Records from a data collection
------------------------------------------------
PR #4552, opened 2023-08-24
Add pki-server <subsystem>-user-mod --password

edewata:
The `pki-server <subsystem>-user-mod` has been updated to provide a way to change the user password. This could be used to restore access to PKI server in case the current password is lost or the user cert has expired.

The `UGSubsystem.modifyUser()` has been modified to remove the `userPassword` attribute from the user record if the password is blank.

The test for admin user has been updated to validate password change and password removal.


fmarco76 (approved):
LGTM

PR #4558, opened 2023-09-06
Refactor RequestRepository.listRequestsByFilter()

edewata:
Previously the `RequestRepository.listRequestsByFilter()` would create a `DBSession` object, perform a search operation, close the session, then return the `DBSearchResults` in a `RequestList` object to the caller.

The problem is the `DBSearchResults` can only be used by the caller as long as the database connection is still open, which is not guaranteed once the session is closed.

To avoid potential issues, all variants of the method have been updated to store the search results into a `Collection` while the session is still active.

### DIFF
--- a/base/server/src/main/java/com/netscape/cmscore/request/RequestRepository.java
+++ b/base/server/src/main/java/com/netscape/cmscore/request/RequestRepository.java
@@ -19,6 +19,8 @@ package com.netscape.cmscore.request;
 
 import java.math.BigInteger;
 import java.security.SecureRandom;
+import java.util.ArrayList;
+import java.util.Collection;
 import java.util.Date;
 import java.util.Hashtable;
 import java.util.Set;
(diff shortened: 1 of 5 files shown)


base/server/src/main/java/com/netscape/cmscore/request/RequestRepository.java
```diff
@@ -357,61 +359,64 @@ public void removeAllObjects() throws EBaseException {
...
-        DBSearchResults results = null;
 
         try {
-            results = s.search(mBaseDN, filter);
+            DBSearchResults sr = s.search(mBaseDN, filter);
+
+            while (sr.hasMoreElements()) {
+                RequestRecord record = (RequestRecord) sr.nextElement();
+                records.add(record);
+            }
```
fmarco76, line 374: Since DBSearchResults is an Enumeration it could be converted to List using the static method `List<T> Collections.list(Enumeration<T>).

The same for the other cases below.

fmarco76 (approved):
LGTM. Just a small comment but feel free to merge as it is.

base/server/src/main/java/com/netscape/cmscore/request/RequestRepository.java
edewata: Hmm.. I couldn't get it to compile since the `DBSearchResults` is an `Enumeration<Object>` and the method is returning `Collection<RequestRecord>`, so for now I think I'll keep the code as is, but maybe we can figure out something later.

edewata:
@fmarco76 Thanks!

PR #4559, opened 2023-09-06
Fix unspecified revoke requests

fmarco76:
If the revocation reason is not present in the request the value `UNSPECIFIED` is used.

### DIFF
--- a/base/ca/src/main/java/org/dogtagpki/server/ca/rest/AgentCertService.java
+++ b/base/ca/src/main/java/org/dogtagpki/server/ca/rest/AgentCertService.java
@@ -155,6 +155,10 @@ public class AgentCertService extends PKIService implements AgentCertResource {
         CertData data = getCertData(id);
 
         RevocationReason revReason = RevocationReason.valueOf(request.getReason());
+        if (revReason == null) {
+            logger.warn("CertService.revokeCert: request reason not recognised, set as Unspecified");
+            revReason =	RevocationReason.UNSPECIFIED;
+        }
         if (revReason == RevocationReason.REMOVE_FROM_CRL) {
             return unrevokeCert(id);
         }


fmarco76:
@edewata with this change the test pass but there are other failing tests so I have done further investigation. The change breaking IPA tests is: [FreeIPA: Use the PKI REST API wherever possible instead of XML ](https://github.com/freeipa/freeipa/commit/ed52142c400576820cca7486b28f6db62abde78a).

@rcritten the error is in [ipaserver/plugins/dogtag.py:1133](https://github.com/freeipa/freeipa/blob/953c7cc0762c4b50e9fb30701be663e1da40607d/ipaserver/plugins/dogtag.py#L1133). The json keyword `reason` has to be capital `Reason`.

@edewata Do we close this #PR or assign a default reason is it still a valid point?

edewata:
I'm not really clear why the `null` revocation reason is affecting IPA test since [the test](https://github.com/freeipa/freeipa/blob/master/ipatests/test_xmlrpc/test_caacl_profile_enforcement.py#L544) doesn't seem to be related to revocation. Also, IIUC this is not a new issue in PKI and it hasn't been affecting QE tests for far. Maybe we should wait for the IPA code to be fixed first and see if it fixes the CI failures?

Regardless, it might be nice to prevent a `null` revocation reason in the first place and convert existing `null` reason to `UNSPECIFIED` to avoid unexpected issues, so maybe we should fix the [RevocationReason.valueOf()](https://github.com/dogtagpki/jss/blob/master/base/src/main/java/org/mozilla/jss/netscape/security/x509/RevocationReason.java#L90-L92) instead? Something like this:
```
public static RevocationReason valueOf(String string) {
    if (string == null || "".equals(string)) {
        return UNSPECIFIED;
    }
    return LABELS.get(string.toLowerCase());
}
```

fmarco76:
> I'm not really clear why the `null` revocation reason is affecting IPA test since [the test](https://github.com/freeipa/freeipa/blob/master/ipatests/test_xmlrpc/test_caacl_profile_enforcement.py#L544) doesn't seem to be related to revocation. Also, IIUC this is not a new issue in PKI and it hasn't been affecting QE tests for far. Maybe we should wait for the IPA code to be fixed first and see if it fixes the CI failures?

I do not know what the test does exactly but it perform a revocation in the process. As a result with this fix the test pass as shown here: https://github.com/dogtagpki/pki/actions/runs/6101240344/job/16557579840?pr=4559#step:19:187

However, the reason was not present because of the json error in IPA pointed in my previous comment.

For the fix we can avoid  `null` error in the RevocationReason but the conversion should be done in the application logic. I am updating and creating also a JSS PR

edewata (approved):
Looks like it's missing a curly bracket, but the logic looks good. Feel free to update & merge. Thanks!

fmarco76:
@edewata Thanks!

edewata:
Since `test_request_cert_with_SAN_matching_principal_alias` is no longer failing I've closed https://pagure.io/freeipa/issue/9445. Feel free to open a new one for the other IPA issue.

rcritten:
> @rcritten the error is in [ipaserver/plugins/dogtag.py:1133](https://github.com/freeipa/freeipa/blob/953c7cc0762c4b50e9fb30701be663e1da40607d/ipaserver/plugins/dogtag.py#L1133). The json keyword `reason` has to be capital `Reason`.

IPA PR https://github.com/freeipa/freeipa/pull/6996

PR #4561, opened 2023-09-12
Fix race condition during ACME authz polling

edewata:
Previously after creating an ACME order the client would call `ACMEAuthorizationService` to poll the status of the authorization. Initially the authorization did not have any challenges, so this service would create the challenges for it. In subsequent calls this service would just return the status of the authorization.

When the client completes a challenge, the `ACMEChallengeProcessor` will update the authorization by removing the old challenges and adding the new ones. Since these operations are not atomic there is a risk that after the old challenges are removed the client will call the `ACMEAuthorizationService` and create new challenges which will never be completed by the client.

To avoid the problem, the code that creates the challenges has been moved from `ACMEAuthorizationService` into `ACMENewOrderService` so the challenges can only be created just once when the order is initially created.

The `LDAPDatabase.addAuthorization()` has also been updated to add the challenges after adding the authorization.


fmarco76 (approved):
LGTM

ckelleyRH (approved):
LGTM

edewata:
@fmarco76 @ckelleyRH @frasertweedale Thanks! I'll merge this one first.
------------------------------------------------
**TASK PROMPT:**
Transcribe all of the records exactly.

**OUTPUT:**
PR #4552, opened 2023-08-24
Add pki-server <subsystem>-user-mod --password

edewata:
The `pki-server <subsystem>-user-mod` has been updated to provide a way to change the user password. This could be used to restore access to PKI server in case the current password is lost or the user cert has expired.

The `UGSubsystem.modifyUser()` has been modified to remove the `userPassword` attribute from the user record if the password is blank.

The test for admin user has been updated to validate password change and password removal.


fmarco76 (approved):
LGTM

PR #4558, opened 2023-09-06
Refactor RequestRepository.listRequestsByFilter()

edewata:
Previously the `RequestRepository.listRequestsByFilter()` would create a `DBSession` object, perform a search operation, close the session, then return the `DBSearchResults` in a `RequestList` object to the caller.

The problem is the `DBSearchResults` can only be used by the caller as long as the database connection is still open, which is not guaranteed once the session is closed.

To avoid potential issues, all variants of the method have been updated to store the search results into a `Collection` while the session is still active.

### DIFF
--- a/base/server/src/main/java/com/netscape/cmscore/request/RequestRepository.java
+++ b/base/server/src/main/java/com/netscape/cmscore/request/RequestRepository.java
@@ -19,6 +19,8 @@ package com.netscape.cmscore.request;
 
 import java.math.BigInteger;
 import java.security.SecureRandom;
+import java.util.ArrayList;
+import java.util.Collection;
 import java.util.Date;
 import java.util.Hashtable;
 import java.util.Set;
(diff shortened: 1 of 5 files shown)


base/server/src/main/java/com/netscape/cmscore/request/RequestRepository.java
```diff
@@ -357,61 +359,64 @@ public void removeAllObjects() throws EBaseException {
...
-        DBSearchResults results = null;
 
         try {
-            results = s.search(mBaseDN, filter);
+            DBSearchResults sr = s.search(mBaseDN, filter);
+
+            while (sr.hasMoreElements()) {
+                RequestRecord record = (RequestRecord) sr.nextElement();
+                records.add(record);
+            }
```
fmarco76, line 374: Since DBSearchResults is an Enumeration it could be converted to List using the static method `List<T> Collections.list(Enumeration<T>).

The same for the other cases below.

fmarco76 (approved):
LGTM. Just a small comment but feel free to merge as it is.

base/server/src/main/java/com/netscape/cmscore/request/RequestRepository.java
edewata: Hmm.. I couldn't get it to compile since the `DBSearchResults` is an `Enumeration<Object>` and the method is returning `Collection<RequestRecord>`, so for now I think I'll keep the code as is, but maybe we can figure out something later.

edewata:
@fmarco76 Thanks!

PR #4559, opened 2023-09-06
Fix unspecified revoke requests

fmarco76:
If the revocation reason is not present in the request the value `UNSPECIFIED` is used.

### DIFF
--- a/base/ca/src/main/java/org/dogtagpki/server/ca/rest/AgentCertService.java
+++ b/base/ca/src/main/java/org/dogtagpki/server/ca/rest/AgentCertService.java
@@ -155,6 +155,10 @@ public class AgentCertService extends PKIService implements AgentCertResource {
         CertData data = getCertData(id);
 
         RevocationReason revReason = RevocationReason.valueOf(request.getReason());
+        if (revReason == null) {
+            logger.warn("CertService.revokeCert: request reason not recognised, set as Unspecified");
+            revReason =	RevocationReason.UNSPECIFIED;
+        }
         if (revReason == RevocationReason.REMOVE_FROM_CRL) {
             return unrevokeCert(id);
         }


fmarco76:
@edewata with this change the test pass but there are other failing tests so I have done further investigation. The change breaking IPA tests is: [FreeIPA: Use the PKI REST API wherever possible instead of XML ](https://github.com/freeipa/freeipa/commit/ed52142c400576820cca7486b28f6db62abde78a).

@rcritten the error is in [ipaserver/plugins/dogtag.py:1133](https://github.com/freeipa/freeipa/blob/953c7cc0762c4b50e9fb30701be663e1da40607d/ipaserver/plugins/dogtag.py#L1133). The json keyword `reason` has to be capital `Reason`.

@edewata Do we close this #PR or assign a default reason is it still a valid point?

edewata:
I'm not really clear why the `null` revocation reason is affecting IPA test since [the test](https://github.com/freeipa/freeipa/blob/master/ipatests/test_xmlrpc/test_caacl_profile_enforcement.py#L544) doesn't seem to be related to revocation. Also, IIUC this is not a new issue in PKI and it hasn't been affecting QE tests for far. Maybe we should wait for the IPA code to be fixed first and see if it fixes the CI failures?

Regardless, it might be nice to prevent a `null` revocation reason in the first place and convert existing `null` reason to `UNSPECIFIED` to avoid unexpected issues, so maybe we should fix the [RevocationReason.valueOf()](https://github.com/dogtagpki/jss/blob/master/base/src/main/java/org/mozilla/jss/netscape/security/x509/RevocationReason.java#L90-L92) instead? Something like this:
```
public static RevocationReason valueOf(String string) {
    if (string == null || "".equals(string)) {
        return UNSPECIFIED;
    }
    return LABELS.get(string.toLowerCase());
}
```

fmarco76:
> I'm not really clear why the `null` revocation reason is affecting IPA test since [the test](https://github.com/freeipa/freeipa/blob/master/ipatests/test_xmlrpc/test_caacl_profile_enforcement.py#L544) doesn't seem to be related to revocation. Also, IIUC this is not a new issue in PKI and it hasn't been affecting QE tests for far. Maybe we should wait for the IPA code to be fixed first and see if it fixes the CI failures?

I do not know what the test does exactly but it perform a revocation in the process. As a result with this fix the test pass as shown here: https://github.com/dogtagpki/pki/actions/runs/6101240344/job/16557579840?pr=4559#step:19:187

However, the reason was not present because of the json error in IPA pointed in my previous comment.

For the fix we can avoid  `null` error in the RevocationReason but the conversion should be done in the application logic. I am updating and creating also a JSS PR

edewata (approved):
Looks like it's missing a curly bracket, but the logic looks good. Feel free to update & merge. Thanks!

fmarco76:
@edewata Thanks!

edewata:
Since `test_request_cert_with_SAN_matching_principal_alias` is no longer failing I've closed https://pagure.io/freeipa/issue/9445. Feel free to open a new one for the other IPA issue.

rcritten:
> @rcritten the error is in [ipaserver/plugins/dogtag.py:1133](https://github.com/freeipa/freeipa/blob/953c7cc0762c4b50e9fb30701be663e1da40607d/ipaserver/plugins/dogtag.py#L1133). The json keyword `reason` has to be capital `Reason`.

IPA PR https://github.com/freeipa/freeipa/pull/6996

PR #4561, opened 2023-09-12
Fix race condition during ACME authz polling

edewata:
Previously after creating an ACME order the client would call `ACMEAuthorizationService` to poll the status of the authorization. Initially the authorization did not have any challenges, so this service would create the challenges for it. In subsequent calls this service would just return the status of the authorization.

When the client completes a challenge, the `ACMEChallengeProcessor` will update the authorization by removing the old challenges and adding the new ones. Since these operations are not atomic there is a risk that after the old challenges are removed the client will call the `ACMEAuthorizationService` and create new challenges which will never be completed by the client.

To avoid the problem, the code that creates the challenges has been moved from `ACMEAuthorizationService` into `ACMENewOrderService` so the challenges can only be created just once when the order is initially created.

The `LDAPDatabase.addAuthorization()` has also been updated to add the challenges after adding the authorization.


fmarco76 (approved):
LGTM

ckelleyRH (approved):
LGTM

edewata:
@fmarco76 @ckelleyRH @frasertweedale Thanks! I'll merge this one first.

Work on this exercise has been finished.